:: Supplied records

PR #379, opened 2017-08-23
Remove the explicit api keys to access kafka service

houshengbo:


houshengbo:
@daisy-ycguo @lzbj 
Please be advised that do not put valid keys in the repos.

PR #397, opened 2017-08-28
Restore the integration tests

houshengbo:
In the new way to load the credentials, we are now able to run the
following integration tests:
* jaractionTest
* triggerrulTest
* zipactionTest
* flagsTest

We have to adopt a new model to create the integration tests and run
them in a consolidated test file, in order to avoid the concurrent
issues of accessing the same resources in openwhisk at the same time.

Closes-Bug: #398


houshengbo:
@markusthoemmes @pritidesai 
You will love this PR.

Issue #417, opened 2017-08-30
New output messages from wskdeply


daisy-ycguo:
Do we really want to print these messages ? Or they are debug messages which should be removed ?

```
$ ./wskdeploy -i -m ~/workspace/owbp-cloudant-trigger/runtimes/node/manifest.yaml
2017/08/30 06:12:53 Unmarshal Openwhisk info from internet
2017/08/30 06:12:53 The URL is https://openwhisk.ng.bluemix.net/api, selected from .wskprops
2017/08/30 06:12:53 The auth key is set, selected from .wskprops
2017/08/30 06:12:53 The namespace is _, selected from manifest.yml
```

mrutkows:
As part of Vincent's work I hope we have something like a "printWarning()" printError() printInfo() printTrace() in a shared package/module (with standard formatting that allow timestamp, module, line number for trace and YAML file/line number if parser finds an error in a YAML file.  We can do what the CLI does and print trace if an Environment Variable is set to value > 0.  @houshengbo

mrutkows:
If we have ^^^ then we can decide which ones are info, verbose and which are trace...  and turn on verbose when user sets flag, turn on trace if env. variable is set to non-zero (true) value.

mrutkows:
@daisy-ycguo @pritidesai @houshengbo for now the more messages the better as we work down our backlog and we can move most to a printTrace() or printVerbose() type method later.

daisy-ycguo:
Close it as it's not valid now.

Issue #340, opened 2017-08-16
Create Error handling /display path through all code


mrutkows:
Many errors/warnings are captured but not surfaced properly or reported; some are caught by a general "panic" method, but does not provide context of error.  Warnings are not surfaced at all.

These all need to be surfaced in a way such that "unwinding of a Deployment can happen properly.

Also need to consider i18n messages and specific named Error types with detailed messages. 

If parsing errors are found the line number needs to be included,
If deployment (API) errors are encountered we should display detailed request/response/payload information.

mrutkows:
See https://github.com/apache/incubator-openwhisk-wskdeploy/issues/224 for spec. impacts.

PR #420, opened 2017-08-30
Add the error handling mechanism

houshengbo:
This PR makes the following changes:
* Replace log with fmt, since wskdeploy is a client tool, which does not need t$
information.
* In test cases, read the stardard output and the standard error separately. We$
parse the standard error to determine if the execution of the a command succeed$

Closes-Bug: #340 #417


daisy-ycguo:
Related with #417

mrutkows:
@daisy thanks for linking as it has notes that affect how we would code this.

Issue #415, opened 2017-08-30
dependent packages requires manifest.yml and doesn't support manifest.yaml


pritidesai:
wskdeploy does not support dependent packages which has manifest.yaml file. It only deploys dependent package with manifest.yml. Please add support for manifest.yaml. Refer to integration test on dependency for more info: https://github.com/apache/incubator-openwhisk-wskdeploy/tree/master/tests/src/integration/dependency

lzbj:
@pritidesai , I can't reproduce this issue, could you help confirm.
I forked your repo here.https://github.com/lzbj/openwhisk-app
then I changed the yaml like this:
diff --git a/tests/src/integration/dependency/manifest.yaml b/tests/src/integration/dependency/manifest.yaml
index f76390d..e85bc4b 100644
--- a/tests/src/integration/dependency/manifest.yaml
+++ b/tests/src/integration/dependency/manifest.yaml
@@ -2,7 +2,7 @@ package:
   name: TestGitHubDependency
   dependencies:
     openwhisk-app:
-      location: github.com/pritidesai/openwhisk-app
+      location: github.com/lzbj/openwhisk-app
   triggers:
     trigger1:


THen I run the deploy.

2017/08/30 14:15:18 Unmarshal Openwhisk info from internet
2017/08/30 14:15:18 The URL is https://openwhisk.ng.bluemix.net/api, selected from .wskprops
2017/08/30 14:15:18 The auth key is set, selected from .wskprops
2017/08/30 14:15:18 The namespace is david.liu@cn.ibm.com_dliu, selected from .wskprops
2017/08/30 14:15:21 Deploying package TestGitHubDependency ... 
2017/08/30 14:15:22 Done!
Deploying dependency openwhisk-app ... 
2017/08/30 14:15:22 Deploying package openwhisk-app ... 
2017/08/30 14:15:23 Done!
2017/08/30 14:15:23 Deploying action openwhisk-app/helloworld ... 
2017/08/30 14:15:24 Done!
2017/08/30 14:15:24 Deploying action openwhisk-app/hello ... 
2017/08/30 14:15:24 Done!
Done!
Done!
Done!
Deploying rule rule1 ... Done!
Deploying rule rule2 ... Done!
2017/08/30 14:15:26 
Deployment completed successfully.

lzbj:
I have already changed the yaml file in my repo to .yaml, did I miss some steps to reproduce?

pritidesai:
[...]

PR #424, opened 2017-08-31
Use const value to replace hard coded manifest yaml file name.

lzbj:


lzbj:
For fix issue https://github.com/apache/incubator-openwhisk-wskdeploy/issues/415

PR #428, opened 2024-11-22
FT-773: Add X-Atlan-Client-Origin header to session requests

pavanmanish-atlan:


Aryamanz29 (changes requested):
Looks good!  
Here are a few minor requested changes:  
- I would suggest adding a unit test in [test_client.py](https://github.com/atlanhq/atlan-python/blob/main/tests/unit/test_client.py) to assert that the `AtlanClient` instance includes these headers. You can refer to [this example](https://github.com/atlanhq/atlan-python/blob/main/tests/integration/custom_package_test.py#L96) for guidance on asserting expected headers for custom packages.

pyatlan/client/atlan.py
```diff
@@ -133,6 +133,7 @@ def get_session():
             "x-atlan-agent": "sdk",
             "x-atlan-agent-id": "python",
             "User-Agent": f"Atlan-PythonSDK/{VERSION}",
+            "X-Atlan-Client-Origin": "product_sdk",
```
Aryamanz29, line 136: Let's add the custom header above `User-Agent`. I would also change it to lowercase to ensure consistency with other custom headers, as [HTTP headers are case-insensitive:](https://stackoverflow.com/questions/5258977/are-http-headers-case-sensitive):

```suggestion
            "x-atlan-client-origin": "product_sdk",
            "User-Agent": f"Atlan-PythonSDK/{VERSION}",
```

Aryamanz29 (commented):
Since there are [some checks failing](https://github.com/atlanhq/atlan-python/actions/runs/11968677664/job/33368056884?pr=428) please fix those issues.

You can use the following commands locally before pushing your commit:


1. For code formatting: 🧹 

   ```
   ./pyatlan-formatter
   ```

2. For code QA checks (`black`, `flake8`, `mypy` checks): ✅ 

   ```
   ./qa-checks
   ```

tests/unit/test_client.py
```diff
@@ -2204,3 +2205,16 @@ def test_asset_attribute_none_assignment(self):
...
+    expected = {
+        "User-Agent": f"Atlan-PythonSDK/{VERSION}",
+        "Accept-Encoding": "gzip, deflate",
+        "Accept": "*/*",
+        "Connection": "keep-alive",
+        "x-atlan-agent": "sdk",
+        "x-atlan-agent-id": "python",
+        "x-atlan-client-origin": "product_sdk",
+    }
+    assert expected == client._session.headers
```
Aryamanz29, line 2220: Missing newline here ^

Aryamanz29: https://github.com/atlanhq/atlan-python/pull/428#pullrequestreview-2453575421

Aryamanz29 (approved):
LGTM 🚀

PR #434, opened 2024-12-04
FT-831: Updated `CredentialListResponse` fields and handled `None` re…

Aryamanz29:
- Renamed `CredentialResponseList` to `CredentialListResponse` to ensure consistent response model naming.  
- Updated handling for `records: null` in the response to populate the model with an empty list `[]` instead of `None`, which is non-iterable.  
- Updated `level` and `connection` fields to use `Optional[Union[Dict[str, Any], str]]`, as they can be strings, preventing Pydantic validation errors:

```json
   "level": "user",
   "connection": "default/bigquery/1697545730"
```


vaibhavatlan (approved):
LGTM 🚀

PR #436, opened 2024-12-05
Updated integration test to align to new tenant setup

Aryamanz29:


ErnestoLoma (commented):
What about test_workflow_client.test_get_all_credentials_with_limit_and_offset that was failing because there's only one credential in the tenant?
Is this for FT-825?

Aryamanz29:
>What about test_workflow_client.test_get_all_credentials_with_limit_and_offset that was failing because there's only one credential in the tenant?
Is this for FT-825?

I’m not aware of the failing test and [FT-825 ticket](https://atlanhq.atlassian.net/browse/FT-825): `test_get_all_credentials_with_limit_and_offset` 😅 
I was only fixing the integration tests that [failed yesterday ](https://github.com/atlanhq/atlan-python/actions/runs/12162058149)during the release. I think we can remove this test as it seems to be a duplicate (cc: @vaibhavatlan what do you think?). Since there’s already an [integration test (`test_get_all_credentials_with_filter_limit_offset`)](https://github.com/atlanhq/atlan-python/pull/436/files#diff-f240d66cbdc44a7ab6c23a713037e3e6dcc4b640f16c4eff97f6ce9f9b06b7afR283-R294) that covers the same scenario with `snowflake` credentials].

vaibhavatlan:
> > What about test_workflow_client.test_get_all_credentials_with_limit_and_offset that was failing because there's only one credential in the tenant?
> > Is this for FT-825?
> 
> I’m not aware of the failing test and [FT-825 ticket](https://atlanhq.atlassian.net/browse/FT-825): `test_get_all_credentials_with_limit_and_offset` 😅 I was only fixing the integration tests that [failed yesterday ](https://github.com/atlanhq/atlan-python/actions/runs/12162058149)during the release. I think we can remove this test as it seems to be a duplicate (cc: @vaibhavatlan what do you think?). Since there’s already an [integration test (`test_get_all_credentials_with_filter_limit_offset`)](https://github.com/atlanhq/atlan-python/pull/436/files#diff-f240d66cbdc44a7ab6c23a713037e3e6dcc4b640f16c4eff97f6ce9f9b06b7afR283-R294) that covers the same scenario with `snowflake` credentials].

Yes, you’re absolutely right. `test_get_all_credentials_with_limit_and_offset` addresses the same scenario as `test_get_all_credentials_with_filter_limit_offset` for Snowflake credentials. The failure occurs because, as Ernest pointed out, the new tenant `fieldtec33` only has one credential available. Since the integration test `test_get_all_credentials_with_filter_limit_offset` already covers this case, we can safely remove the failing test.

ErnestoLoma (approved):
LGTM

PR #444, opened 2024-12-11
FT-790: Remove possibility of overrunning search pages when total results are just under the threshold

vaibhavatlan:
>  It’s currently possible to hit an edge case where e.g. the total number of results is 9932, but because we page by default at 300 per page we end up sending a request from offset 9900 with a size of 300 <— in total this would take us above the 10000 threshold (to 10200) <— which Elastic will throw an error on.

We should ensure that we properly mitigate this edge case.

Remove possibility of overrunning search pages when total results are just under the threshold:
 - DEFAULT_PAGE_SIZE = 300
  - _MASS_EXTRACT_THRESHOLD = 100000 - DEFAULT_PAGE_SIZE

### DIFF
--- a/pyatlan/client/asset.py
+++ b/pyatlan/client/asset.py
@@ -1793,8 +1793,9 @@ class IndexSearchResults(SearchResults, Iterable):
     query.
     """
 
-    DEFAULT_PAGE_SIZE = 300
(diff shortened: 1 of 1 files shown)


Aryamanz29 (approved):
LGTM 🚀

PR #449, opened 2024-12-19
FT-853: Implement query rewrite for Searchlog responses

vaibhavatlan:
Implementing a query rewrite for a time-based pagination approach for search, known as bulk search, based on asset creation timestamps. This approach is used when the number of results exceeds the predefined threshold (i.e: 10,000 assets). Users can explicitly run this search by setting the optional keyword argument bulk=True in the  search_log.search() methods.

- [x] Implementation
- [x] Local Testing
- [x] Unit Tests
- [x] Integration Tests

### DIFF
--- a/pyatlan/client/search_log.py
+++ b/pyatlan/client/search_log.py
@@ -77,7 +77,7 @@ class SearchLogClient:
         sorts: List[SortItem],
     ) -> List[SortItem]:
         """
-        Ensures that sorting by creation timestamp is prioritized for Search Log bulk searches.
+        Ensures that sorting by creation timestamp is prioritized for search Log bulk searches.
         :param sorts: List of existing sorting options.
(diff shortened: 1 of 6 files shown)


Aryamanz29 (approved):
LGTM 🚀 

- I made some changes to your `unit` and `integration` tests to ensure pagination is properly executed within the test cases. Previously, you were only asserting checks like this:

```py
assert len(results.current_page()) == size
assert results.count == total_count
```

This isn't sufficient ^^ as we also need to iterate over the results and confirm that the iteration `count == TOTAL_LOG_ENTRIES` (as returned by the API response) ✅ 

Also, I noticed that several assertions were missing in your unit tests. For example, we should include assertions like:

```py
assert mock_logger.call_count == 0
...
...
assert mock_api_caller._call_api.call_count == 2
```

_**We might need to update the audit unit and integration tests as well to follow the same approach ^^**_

::::

Assigned task: Where does the word "CredentialListResponse" occur in the records? Return every line that holds it.

Your response:
FT-831: Updated `CredentialListResponse` fields and handled `None` re…
- Renamed `CredentialResponseList` to `CredentialListResponse` to ensure consistent response model naming.  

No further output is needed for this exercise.